▶ TASK TO COMPLETE
All lines in the material with the string "backfill" should be listed.

***** RECORDED DATA

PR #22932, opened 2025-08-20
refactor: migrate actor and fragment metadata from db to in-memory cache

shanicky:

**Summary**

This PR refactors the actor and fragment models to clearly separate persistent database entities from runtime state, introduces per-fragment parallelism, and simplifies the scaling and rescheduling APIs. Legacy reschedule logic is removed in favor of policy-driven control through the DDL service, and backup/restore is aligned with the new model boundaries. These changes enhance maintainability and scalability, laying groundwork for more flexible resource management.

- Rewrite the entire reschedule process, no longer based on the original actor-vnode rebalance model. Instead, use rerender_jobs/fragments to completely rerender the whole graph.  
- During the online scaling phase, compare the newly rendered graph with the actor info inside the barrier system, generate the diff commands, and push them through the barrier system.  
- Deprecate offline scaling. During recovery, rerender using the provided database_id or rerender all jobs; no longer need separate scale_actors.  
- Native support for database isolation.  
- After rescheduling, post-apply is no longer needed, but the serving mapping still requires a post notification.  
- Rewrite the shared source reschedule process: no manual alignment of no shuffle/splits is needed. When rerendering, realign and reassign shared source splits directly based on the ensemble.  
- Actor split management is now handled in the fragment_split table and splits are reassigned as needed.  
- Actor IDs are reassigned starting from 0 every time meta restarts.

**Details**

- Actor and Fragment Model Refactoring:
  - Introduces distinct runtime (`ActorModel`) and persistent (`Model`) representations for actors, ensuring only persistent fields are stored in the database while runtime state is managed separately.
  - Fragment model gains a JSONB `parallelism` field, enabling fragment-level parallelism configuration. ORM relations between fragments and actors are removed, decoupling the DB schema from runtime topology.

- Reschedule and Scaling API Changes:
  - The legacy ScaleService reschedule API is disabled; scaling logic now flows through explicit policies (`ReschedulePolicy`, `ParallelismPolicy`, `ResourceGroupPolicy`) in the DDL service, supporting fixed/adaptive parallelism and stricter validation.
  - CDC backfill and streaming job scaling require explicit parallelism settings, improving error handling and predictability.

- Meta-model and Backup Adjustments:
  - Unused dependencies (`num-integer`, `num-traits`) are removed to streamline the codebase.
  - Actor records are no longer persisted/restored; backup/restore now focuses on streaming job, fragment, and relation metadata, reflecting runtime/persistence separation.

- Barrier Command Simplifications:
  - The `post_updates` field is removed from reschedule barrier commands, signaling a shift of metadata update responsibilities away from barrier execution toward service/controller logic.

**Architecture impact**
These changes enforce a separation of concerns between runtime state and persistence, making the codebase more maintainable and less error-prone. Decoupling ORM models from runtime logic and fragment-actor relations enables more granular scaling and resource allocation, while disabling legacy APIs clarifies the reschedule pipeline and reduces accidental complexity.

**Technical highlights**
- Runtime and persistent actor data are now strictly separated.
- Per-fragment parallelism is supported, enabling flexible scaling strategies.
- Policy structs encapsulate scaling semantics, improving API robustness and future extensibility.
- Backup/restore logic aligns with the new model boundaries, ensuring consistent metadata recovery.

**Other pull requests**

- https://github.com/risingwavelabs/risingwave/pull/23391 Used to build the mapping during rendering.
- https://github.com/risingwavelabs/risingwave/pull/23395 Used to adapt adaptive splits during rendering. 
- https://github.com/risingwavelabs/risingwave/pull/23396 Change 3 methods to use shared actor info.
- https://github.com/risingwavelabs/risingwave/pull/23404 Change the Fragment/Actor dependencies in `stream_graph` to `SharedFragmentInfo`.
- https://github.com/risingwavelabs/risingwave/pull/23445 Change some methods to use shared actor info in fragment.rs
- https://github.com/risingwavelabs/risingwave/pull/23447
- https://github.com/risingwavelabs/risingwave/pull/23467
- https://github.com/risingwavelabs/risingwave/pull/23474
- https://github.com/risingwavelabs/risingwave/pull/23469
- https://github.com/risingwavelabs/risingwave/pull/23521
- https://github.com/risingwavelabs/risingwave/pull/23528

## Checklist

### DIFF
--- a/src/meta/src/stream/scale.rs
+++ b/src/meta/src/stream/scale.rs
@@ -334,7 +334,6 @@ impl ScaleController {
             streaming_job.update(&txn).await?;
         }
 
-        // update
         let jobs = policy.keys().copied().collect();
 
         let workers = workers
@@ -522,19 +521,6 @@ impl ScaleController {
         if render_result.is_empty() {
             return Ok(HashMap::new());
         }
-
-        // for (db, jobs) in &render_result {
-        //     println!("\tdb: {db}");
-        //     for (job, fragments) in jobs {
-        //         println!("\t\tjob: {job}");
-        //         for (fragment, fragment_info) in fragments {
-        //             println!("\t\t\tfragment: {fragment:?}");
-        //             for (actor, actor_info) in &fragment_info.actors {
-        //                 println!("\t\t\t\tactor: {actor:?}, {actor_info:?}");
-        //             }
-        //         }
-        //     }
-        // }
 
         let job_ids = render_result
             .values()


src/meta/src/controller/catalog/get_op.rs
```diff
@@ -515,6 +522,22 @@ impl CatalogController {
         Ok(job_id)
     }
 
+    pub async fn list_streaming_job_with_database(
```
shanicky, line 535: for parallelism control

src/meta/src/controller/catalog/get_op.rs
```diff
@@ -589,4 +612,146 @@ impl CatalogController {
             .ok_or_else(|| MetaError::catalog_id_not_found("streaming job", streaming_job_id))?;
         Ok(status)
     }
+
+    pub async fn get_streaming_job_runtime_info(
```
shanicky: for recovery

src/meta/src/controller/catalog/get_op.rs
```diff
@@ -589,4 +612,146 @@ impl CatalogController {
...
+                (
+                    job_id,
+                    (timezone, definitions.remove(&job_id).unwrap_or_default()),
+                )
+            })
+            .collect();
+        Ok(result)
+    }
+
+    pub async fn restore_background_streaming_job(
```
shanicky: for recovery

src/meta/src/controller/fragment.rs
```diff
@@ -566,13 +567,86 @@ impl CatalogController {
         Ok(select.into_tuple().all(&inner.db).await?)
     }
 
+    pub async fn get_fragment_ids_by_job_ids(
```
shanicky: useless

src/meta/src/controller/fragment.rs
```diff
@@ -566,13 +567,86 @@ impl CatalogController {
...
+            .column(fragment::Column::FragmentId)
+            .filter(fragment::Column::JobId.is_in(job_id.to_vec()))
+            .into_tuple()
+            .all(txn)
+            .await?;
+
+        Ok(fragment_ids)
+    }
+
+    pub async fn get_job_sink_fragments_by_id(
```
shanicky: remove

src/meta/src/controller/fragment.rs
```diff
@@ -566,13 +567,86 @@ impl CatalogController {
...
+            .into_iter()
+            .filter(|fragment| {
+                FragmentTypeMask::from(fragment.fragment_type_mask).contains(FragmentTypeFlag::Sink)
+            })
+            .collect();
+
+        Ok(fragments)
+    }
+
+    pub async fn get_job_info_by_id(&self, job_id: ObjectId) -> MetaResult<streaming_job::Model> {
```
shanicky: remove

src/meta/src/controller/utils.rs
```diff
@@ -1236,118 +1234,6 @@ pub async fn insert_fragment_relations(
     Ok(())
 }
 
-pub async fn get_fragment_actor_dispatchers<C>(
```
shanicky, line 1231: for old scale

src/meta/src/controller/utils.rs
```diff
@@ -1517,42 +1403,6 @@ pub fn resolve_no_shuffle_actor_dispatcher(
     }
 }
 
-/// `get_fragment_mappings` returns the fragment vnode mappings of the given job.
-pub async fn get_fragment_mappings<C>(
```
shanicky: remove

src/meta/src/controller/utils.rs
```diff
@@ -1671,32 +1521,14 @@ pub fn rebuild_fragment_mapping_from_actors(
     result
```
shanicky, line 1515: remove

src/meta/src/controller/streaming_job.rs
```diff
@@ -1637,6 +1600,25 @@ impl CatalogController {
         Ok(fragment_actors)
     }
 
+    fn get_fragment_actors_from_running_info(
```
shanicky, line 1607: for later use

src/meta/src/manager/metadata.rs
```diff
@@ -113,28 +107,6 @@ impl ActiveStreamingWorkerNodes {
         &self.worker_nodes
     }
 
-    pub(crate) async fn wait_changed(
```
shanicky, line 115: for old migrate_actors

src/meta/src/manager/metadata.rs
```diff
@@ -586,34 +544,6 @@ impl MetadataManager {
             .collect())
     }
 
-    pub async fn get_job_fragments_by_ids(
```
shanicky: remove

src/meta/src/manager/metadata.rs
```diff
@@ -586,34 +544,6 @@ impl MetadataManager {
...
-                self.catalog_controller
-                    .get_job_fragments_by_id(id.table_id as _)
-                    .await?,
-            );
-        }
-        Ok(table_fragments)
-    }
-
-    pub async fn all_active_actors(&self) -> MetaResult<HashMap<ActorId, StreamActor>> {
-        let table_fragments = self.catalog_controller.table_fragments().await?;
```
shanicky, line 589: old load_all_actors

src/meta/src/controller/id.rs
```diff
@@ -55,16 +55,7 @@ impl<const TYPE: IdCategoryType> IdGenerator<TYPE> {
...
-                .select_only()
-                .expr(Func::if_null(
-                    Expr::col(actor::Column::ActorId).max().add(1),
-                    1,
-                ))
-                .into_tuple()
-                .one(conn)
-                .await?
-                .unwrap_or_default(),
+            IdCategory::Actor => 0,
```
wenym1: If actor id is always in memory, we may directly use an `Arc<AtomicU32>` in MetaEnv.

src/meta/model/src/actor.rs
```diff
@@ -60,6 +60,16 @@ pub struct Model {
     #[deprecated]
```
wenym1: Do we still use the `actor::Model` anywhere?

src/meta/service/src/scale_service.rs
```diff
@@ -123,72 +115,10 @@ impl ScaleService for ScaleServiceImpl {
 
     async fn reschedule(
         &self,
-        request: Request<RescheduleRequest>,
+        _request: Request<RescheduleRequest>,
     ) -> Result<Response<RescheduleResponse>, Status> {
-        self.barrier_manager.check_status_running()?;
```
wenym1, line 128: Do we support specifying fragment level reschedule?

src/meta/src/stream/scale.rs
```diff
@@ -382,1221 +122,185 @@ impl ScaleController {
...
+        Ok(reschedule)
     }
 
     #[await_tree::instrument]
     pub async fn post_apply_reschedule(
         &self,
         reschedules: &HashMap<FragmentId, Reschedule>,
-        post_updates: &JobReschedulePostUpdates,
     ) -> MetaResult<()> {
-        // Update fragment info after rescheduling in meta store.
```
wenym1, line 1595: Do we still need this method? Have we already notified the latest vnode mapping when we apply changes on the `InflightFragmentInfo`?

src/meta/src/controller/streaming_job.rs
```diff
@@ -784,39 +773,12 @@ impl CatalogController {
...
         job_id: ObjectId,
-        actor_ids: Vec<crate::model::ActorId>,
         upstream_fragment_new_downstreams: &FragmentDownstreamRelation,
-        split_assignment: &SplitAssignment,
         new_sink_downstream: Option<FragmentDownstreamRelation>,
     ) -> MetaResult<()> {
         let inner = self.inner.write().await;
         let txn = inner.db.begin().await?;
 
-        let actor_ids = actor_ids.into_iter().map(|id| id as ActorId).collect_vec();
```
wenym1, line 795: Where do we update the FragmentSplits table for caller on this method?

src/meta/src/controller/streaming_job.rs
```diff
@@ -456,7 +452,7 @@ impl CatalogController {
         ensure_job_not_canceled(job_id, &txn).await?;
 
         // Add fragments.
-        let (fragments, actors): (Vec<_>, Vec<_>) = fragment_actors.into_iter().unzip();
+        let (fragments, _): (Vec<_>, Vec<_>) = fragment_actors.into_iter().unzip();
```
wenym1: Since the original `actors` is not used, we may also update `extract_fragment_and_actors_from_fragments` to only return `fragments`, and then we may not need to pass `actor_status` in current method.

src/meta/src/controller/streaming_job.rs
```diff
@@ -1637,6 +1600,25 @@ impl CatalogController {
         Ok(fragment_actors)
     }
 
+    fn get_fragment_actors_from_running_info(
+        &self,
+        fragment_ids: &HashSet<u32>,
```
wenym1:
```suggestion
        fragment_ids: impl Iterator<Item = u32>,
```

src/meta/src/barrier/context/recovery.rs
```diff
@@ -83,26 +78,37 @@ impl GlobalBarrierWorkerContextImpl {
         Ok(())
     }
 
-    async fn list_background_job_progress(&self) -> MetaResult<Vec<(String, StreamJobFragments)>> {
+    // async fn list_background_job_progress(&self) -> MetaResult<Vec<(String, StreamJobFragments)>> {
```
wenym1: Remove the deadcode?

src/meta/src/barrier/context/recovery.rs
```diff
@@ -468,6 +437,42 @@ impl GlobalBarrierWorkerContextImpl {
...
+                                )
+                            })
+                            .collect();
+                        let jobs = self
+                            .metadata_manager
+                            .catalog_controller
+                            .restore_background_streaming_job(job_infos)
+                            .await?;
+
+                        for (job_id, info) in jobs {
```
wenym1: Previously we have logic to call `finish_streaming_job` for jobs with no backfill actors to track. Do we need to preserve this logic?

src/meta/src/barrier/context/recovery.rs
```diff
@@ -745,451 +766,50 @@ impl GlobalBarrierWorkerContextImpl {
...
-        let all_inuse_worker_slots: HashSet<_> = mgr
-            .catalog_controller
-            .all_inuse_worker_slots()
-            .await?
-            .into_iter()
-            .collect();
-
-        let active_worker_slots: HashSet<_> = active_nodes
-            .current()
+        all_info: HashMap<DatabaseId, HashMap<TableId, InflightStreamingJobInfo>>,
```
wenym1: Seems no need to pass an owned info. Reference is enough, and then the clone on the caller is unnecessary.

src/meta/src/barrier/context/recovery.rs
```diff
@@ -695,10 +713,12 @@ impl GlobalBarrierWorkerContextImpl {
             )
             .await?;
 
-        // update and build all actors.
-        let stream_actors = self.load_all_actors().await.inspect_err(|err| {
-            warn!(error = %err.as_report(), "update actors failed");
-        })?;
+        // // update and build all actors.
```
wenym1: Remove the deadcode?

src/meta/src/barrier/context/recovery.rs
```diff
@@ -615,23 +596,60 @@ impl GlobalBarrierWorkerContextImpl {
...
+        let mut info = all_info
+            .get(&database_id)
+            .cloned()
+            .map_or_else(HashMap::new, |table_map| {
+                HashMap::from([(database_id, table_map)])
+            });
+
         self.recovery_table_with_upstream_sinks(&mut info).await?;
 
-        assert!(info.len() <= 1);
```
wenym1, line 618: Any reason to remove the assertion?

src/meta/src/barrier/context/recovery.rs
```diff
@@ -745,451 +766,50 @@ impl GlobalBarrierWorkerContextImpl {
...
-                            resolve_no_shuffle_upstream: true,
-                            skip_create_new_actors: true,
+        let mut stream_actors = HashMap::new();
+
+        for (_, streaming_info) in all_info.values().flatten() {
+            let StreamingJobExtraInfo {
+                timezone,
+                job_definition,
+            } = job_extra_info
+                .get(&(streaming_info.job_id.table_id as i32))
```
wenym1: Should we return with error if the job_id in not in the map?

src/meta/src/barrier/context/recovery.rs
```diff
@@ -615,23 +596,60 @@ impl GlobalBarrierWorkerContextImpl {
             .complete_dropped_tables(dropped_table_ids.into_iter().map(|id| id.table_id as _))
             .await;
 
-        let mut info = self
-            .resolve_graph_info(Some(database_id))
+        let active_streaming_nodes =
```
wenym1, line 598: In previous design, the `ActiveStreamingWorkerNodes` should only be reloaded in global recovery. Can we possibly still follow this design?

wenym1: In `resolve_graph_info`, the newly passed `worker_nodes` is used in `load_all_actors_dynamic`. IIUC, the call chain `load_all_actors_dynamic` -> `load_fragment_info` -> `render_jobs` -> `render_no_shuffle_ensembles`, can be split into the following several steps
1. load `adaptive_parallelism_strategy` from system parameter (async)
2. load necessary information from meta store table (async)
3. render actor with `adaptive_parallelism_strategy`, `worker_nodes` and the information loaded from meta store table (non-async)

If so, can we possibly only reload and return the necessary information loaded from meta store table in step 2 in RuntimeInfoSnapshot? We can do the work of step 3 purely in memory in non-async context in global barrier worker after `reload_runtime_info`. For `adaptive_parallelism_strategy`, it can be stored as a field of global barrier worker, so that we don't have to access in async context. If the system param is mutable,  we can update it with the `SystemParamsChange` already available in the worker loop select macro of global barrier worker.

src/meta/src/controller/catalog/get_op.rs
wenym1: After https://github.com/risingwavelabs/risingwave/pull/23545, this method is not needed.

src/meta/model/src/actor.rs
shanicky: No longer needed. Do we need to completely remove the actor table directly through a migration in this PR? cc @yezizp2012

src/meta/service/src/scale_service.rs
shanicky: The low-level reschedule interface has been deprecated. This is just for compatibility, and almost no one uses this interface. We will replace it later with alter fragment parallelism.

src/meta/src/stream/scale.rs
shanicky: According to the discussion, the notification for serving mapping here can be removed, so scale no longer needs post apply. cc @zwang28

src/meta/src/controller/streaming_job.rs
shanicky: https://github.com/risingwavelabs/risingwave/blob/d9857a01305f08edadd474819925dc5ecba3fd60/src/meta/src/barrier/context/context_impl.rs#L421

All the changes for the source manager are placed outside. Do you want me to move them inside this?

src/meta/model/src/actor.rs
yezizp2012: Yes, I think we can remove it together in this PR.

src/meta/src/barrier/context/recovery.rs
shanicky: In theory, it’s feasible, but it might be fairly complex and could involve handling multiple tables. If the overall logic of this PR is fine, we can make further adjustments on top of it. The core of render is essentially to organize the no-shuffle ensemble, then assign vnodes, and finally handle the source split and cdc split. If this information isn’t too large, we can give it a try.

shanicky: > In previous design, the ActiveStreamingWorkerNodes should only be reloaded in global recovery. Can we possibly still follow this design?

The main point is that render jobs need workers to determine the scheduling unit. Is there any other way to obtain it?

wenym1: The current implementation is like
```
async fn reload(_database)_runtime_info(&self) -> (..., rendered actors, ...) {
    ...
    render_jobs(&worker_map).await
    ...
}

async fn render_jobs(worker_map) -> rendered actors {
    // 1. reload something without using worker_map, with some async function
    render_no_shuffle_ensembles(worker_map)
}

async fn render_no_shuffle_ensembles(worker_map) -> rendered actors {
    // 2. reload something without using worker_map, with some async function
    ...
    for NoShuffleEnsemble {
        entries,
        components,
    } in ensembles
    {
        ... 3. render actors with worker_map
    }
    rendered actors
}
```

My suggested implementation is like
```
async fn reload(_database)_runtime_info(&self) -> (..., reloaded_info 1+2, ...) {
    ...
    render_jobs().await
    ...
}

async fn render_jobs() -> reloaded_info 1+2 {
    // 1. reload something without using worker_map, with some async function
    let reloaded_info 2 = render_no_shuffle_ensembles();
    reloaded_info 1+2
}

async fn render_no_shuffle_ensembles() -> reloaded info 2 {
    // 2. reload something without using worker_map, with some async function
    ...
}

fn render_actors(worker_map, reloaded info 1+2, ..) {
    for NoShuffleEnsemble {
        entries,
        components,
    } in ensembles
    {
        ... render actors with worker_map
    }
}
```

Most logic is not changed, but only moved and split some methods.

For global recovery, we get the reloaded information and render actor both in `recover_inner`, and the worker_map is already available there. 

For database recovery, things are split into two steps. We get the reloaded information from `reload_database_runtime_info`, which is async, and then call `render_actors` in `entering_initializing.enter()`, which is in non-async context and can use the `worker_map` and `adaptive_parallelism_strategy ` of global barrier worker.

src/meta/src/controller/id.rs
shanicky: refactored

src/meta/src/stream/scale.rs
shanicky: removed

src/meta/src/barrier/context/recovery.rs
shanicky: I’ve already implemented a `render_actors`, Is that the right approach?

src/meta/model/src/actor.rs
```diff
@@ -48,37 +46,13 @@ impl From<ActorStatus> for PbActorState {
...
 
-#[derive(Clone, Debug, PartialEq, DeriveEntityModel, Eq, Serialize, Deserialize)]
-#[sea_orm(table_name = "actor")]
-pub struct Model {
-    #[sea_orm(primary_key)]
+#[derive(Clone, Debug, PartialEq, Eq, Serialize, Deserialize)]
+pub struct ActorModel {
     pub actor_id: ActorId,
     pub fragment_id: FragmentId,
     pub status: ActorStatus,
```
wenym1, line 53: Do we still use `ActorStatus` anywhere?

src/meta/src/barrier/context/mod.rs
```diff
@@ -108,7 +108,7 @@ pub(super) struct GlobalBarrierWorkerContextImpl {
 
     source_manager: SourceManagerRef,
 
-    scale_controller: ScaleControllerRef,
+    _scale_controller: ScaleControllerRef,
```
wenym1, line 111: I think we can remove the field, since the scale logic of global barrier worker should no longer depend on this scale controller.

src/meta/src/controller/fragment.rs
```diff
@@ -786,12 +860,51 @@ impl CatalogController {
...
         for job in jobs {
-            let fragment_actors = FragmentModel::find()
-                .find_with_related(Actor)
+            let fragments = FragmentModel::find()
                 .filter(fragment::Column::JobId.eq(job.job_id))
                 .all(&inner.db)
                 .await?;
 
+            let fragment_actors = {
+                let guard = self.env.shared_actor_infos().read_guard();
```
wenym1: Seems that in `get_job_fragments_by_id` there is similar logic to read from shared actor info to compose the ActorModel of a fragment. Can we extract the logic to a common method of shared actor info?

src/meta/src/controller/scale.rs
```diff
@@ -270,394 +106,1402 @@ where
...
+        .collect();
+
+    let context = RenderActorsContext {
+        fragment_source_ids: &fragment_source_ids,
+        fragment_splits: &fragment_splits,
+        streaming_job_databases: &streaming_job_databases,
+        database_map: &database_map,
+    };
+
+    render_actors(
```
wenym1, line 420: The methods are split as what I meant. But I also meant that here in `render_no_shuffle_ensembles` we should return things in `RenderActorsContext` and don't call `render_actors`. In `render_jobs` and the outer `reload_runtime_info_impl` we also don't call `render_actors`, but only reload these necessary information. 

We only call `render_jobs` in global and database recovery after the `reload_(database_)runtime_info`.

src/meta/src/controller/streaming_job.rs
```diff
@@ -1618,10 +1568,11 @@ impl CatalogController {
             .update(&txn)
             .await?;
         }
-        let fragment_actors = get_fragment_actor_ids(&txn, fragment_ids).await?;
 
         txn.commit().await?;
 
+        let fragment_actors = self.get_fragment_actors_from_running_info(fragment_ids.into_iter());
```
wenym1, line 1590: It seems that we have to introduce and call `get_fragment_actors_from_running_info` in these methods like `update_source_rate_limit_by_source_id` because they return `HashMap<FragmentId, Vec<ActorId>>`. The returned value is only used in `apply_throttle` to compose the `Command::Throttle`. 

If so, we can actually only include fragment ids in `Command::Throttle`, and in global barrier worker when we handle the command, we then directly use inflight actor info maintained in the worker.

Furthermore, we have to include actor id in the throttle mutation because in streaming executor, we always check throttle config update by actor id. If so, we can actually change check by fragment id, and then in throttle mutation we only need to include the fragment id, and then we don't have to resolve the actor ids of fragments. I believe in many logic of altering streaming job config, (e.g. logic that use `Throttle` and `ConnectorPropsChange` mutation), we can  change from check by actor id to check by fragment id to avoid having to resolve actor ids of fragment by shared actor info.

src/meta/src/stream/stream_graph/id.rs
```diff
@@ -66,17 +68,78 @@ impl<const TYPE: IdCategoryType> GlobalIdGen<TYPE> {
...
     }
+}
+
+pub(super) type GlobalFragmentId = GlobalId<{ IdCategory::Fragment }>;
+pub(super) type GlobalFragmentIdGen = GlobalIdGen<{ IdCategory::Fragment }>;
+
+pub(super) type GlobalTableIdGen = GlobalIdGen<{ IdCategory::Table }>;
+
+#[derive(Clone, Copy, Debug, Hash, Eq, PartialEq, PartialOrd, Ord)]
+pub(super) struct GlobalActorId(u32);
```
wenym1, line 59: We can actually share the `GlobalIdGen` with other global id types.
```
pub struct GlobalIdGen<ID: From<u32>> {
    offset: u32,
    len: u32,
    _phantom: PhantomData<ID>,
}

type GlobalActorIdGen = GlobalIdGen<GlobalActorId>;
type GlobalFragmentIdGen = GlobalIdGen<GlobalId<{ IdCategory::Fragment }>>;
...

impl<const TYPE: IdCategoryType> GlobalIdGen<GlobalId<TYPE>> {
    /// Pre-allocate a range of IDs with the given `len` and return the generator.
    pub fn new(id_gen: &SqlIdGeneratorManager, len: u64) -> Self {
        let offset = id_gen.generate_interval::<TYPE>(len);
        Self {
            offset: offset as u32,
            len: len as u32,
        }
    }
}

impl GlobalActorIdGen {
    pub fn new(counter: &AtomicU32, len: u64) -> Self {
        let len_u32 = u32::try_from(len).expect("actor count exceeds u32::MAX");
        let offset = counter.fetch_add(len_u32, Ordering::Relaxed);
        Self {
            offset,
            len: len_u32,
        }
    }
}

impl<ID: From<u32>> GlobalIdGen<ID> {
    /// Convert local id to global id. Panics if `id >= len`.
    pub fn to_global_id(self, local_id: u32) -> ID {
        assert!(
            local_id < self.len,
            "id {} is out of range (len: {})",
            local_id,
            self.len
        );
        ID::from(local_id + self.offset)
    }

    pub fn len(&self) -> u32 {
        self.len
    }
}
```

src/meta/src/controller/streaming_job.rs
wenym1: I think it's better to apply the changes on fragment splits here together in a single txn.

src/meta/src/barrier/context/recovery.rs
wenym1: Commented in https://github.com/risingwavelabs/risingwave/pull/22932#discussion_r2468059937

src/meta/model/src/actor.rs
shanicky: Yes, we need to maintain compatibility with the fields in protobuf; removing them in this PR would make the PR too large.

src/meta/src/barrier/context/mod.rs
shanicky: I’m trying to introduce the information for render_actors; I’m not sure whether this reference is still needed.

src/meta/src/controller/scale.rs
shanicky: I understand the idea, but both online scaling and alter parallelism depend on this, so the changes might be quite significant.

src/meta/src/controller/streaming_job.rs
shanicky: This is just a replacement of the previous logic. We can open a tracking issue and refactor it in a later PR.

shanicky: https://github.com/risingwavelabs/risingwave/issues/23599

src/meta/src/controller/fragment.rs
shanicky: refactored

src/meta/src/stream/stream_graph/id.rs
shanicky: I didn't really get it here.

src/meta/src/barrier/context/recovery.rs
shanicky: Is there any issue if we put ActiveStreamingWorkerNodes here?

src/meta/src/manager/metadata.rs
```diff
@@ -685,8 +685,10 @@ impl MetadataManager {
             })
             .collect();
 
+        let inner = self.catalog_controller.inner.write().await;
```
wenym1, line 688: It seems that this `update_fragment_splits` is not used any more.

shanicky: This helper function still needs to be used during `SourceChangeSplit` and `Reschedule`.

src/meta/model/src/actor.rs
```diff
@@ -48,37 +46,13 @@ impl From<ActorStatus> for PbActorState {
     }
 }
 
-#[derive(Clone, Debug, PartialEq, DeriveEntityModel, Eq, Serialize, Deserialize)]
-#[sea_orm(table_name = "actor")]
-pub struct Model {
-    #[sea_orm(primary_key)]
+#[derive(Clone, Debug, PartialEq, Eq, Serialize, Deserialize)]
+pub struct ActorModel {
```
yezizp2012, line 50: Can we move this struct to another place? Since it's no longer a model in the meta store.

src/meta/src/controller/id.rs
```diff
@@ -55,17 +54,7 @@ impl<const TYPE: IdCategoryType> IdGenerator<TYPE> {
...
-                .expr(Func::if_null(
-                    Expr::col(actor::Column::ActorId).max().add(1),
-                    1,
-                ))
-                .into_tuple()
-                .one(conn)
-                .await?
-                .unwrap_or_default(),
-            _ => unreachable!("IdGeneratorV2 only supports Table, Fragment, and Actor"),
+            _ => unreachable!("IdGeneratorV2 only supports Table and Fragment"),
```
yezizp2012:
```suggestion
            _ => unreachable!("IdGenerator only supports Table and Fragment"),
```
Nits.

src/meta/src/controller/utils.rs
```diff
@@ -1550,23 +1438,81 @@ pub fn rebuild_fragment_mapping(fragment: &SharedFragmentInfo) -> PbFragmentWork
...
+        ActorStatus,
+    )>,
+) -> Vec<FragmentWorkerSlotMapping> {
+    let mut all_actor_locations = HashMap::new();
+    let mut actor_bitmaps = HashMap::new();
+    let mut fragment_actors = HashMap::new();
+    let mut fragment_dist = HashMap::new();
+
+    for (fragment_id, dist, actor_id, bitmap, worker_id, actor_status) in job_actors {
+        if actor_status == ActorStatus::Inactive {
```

**********

▶ WRITTEN ANSWER
  - CDC backfill and streaming job scaling require explicit parallelism settings, improving error handling and predictability.
wenym1: Previously we have logic to call `finish_streaming_job` for jobs with no backfill actors to track. Do we need to preserve this logic?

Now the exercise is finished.